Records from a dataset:
- - - - -
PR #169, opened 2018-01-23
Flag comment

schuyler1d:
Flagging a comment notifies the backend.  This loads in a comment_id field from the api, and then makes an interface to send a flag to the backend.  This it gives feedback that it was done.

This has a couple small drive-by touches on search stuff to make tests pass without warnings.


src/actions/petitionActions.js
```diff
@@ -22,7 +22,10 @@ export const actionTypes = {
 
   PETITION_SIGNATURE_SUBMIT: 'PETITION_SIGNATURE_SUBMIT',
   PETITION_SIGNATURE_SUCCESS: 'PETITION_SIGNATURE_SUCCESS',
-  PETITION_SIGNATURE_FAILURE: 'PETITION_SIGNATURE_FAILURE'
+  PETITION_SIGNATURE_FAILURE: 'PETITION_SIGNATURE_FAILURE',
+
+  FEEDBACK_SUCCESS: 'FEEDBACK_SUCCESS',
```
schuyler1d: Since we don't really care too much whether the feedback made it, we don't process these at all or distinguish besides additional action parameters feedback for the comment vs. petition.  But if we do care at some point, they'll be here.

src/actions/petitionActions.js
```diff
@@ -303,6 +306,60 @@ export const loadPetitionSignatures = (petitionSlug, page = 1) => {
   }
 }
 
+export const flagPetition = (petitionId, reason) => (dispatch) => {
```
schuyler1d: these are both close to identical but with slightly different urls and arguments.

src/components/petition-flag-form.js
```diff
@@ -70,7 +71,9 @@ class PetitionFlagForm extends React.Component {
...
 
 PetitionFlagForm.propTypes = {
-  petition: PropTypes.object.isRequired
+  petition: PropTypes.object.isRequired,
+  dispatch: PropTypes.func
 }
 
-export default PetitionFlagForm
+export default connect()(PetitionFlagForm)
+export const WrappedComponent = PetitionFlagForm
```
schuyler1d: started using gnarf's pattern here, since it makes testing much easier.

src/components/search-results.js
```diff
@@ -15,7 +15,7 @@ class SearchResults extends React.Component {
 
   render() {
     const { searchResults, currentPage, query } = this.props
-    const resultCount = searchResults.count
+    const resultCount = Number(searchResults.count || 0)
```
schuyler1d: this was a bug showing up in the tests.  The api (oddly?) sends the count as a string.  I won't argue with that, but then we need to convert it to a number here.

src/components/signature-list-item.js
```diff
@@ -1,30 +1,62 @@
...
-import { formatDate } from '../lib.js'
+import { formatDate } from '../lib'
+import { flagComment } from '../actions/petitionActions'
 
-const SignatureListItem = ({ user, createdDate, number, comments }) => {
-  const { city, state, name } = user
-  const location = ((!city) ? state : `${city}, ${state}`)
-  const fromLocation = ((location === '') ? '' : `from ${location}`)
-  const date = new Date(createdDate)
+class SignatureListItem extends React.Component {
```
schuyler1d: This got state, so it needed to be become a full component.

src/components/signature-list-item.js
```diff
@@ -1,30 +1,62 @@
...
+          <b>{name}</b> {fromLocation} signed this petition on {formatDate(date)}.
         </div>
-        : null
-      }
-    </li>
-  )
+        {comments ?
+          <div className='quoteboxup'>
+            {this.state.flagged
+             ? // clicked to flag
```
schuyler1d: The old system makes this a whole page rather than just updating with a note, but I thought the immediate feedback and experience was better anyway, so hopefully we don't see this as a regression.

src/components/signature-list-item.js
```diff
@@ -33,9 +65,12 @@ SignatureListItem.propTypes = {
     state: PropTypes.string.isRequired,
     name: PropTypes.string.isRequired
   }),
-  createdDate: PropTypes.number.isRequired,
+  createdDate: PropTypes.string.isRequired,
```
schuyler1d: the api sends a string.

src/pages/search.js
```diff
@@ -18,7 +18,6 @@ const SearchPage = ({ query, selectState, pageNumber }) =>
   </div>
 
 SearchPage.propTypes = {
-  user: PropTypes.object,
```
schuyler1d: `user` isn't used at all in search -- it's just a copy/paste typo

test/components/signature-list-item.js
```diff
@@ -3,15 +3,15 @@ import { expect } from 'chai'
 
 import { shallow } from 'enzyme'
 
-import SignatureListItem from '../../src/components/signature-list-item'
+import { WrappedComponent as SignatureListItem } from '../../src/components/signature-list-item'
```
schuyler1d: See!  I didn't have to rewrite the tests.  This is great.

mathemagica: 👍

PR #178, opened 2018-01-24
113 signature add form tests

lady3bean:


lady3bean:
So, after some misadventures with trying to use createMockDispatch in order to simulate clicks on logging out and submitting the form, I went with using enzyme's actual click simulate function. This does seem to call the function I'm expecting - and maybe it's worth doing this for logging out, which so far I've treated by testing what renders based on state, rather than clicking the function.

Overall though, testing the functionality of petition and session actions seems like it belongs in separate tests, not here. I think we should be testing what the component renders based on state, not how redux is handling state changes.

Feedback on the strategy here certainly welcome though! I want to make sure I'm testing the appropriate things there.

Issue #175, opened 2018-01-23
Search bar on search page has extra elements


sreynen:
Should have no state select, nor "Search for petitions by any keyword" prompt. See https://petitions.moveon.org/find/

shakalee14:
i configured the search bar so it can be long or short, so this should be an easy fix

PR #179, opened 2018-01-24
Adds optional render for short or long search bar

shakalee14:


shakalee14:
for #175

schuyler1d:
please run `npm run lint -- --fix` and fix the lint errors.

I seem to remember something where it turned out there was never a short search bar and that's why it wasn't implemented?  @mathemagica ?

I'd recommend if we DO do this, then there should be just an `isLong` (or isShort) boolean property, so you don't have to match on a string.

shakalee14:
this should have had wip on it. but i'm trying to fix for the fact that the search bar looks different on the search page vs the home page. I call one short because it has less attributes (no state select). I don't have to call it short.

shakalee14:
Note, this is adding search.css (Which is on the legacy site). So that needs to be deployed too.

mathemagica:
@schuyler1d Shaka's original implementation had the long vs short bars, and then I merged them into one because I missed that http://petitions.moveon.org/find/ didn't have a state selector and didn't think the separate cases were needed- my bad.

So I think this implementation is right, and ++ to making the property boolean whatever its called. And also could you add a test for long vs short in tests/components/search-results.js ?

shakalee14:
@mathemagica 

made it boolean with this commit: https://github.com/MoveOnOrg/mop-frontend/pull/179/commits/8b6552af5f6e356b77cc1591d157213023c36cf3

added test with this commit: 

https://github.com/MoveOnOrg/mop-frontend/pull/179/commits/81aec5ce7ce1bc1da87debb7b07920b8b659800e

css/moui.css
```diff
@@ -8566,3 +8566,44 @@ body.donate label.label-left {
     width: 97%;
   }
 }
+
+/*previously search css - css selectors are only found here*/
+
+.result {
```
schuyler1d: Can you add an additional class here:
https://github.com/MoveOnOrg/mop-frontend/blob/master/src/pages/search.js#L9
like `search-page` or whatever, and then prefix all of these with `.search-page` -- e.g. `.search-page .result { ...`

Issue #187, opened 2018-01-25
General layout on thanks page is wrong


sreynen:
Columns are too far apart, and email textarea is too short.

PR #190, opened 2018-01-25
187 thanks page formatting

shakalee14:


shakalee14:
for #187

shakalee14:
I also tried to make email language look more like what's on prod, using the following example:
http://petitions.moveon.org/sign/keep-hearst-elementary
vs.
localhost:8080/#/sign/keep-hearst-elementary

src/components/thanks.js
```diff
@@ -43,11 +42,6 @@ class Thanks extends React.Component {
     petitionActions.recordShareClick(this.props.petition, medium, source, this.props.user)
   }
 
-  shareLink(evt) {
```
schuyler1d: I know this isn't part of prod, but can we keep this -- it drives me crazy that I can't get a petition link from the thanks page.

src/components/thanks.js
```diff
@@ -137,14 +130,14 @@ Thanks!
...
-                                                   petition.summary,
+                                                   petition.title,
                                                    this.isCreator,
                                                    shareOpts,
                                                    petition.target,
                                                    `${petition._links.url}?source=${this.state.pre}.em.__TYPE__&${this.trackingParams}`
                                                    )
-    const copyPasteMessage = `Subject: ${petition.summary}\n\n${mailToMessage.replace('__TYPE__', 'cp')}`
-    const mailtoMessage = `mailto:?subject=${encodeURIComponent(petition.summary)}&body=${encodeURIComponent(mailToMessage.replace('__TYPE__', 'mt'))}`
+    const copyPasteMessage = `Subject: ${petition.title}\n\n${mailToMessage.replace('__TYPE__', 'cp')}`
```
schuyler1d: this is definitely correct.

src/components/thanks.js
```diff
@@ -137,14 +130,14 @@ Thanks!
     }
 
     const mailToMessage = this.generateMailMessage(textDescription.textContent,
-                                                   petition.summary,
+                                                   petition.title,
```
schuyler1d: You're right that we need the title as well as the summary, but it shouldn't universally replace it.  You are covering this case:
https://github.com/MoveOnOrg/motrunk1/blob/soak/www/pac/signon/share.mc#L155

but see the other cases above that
- - - - -
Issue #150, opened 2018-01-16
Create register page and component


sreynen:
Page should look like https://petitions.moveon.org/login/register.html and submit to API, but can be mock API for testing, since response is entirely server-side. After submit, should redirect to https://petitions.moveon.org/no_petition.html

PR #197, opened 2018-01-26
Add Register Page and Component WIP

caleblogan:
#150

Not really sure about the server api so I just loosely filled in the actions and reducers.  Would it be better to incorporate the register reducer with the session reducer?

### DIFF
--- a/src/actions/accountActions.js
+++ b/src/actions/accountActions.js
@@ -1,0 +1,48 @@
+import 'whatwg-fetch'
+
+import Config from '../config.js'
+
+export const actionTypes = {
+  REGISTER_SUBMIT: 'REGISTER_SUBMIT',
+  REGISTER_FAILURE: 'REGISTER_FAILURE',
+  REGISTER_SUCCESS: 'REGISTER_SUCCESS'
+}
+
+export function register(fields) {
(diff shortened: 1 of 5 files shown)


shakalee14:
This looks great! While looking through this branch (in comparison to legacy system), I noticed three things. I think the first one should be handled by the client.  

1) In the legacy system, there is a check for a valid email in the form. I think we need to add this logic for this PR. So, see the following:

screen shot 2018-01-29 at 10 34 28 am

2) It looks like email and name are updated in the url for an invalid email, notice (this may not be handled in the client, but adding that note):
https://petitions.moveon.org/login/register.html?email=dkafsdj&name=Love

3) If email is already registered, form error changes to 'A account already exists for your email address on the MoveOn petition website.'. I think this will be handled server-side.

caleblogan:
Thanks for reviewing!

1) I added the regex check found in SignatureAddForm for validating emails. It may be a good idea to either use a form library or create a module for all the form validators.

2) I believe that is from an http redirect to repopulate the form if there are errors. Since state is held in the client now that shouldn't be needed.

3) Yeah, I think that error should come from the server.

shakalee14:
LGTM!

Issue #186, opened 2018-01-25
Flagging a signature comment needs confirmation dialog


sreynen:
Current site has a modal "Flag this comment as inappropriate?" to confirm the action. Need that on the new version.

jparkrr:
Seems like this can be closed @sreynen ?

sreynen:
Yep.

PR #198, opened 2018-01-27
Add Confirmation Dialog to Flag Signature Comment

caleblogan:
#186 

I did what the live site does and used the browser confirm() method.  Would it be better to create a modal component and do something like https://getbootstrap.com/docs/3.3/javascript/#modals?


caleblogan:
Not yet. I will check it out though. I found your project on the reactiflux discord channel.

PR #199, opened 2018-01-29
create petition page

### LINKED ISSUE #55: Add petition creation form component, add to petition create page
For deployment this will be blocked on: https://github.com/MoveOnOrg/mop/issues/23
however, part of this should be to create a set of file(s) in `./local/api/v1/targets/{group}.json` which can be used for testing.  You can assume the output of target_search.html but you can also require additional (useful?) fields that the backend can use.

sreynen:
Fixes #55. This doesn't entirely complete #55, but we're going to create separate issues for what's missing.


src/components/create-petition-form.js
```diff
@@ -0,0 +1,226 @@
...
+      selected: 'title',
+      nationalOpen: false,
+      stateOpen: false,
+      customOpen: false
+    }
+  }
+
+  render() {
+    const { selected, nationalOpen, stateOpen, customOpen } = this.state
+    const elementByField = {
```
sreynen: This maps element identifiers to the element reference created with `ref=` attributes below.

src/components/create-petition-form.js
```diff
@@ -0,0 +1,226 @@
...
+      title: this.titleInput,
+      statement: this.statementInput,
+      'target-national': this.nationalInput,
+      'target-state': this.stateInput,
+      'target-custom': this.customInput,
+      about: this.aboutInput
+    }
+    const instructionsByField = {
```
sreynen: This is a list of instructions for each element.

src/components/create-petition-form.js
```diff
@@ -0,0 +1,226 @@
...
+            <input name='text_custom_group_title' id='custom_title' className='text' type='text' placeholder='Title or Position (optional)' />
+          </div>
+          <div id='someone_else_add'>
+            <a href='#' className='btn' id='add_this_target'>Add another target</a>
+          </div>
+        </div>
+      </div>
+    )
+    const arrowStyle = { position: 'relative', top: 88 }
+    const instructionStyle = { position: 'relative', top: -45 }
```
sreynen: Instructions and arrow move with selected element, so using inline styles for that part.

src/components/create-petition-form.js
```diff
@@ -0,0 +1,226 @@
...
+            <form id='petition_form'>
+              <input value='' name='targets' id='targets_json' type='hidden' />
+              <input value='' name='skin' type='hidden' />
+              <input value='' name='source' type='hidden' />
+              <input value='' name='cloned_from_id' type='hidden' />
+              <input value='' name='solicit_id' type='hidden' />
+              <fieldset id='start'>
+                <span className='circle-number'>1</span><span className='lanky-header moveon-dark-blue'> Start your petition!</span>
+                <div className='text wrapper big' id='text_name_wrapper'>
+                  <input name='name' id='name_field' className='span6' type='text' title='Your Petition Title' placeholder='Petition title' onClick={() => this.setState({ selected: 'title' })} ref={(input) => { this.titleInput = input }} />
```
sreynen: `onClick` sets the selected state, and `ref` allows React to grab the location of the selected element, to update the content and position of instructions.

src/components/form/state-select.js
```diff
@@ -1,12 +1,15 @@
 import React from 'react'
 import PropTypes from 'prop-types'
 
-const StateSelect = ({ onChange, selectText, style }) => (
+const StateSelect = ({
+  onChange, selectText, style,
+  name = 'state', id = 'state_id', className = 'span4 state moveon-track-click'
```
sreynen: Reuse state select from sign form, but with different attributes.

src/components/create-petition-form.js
- - - - -
▸ WHAT IS REQUIRED
Please reproduce the lines from the line with "Issue #187, opened 2018-01-25" to the line with "schuyler1d: You're right", both ends included, exactly as they appear above.

▸ SOLVED EXERCISE
Issue #187, opened 2018-01-25
General layout on thanks page is wrong


sreynen:
Columns are too far apart, and email textarea is too short.

PR #190, opened 2018-01-25
187 thanks page formatting

shakalee14:


shakalee14:
for #187

shakalee14:
I also tried to make email language look more like what's on prod, using the following example:
http://petitions.moveon.org/sign/keep-hearst-elementary
vs.
localhost:8080/#/sign/keep-hearst-elementary

src/components/thanks.js
```diff
@@ -43,11 +42,6 @@ class Thanks extends React.Component {
     petitionActions.recordShareClick(this.props.petition, medium, source, this.props.user)
   }
 
-  shareLink(evt) {
```
schuyler1d: I know this isn't part of prod, but can we keep this -- it drives me crazy that I can't get a petition link from the thanks page.

src/components/thanks.js
```diff
@@ -137,14 +130,14 @@ Thanks!
...
-                                                   petition.summary,
+                                                   petition.title,
                                                    this.isCreator,
                                                    shareOpts,
                                                    petition.target,
                                                    `${petition._links.url}?source=${this.state.pre}.em.__TYPE__&${this.trackingParams}`
                                                    )
-    const copyPasteMessage = `Subject: ${petition.summary}\n\n${mailToMessage.replace('__TYPE__', 'cp')}`
-    const mailtoMessage = `mailto:?subject=${encodeURIComponent(petition.summary)}&body=${encodeURIComponent(mailToMessage.replace('__TYPE__', 'mt'))}`
+    const copyPasteMessage = `Subject: ${petition.title}\n\n${mailToMessage.replace('__TYPE__', 'cp')}`
```
schuyler1d: this is definitely correct.

src/components/thanks.js
```diff
@@ -137,14 +130,14 @@ Thanks!
     }
 
     const mailToMessage = this.generateMailMessage(textDescription.textContent,
-                                                   petition.summary,
+                                                   petition.title,
```
schuyler1d: You're right that we need the title as well as the summary, but it shouldn't universally replace it.  You are covering this case:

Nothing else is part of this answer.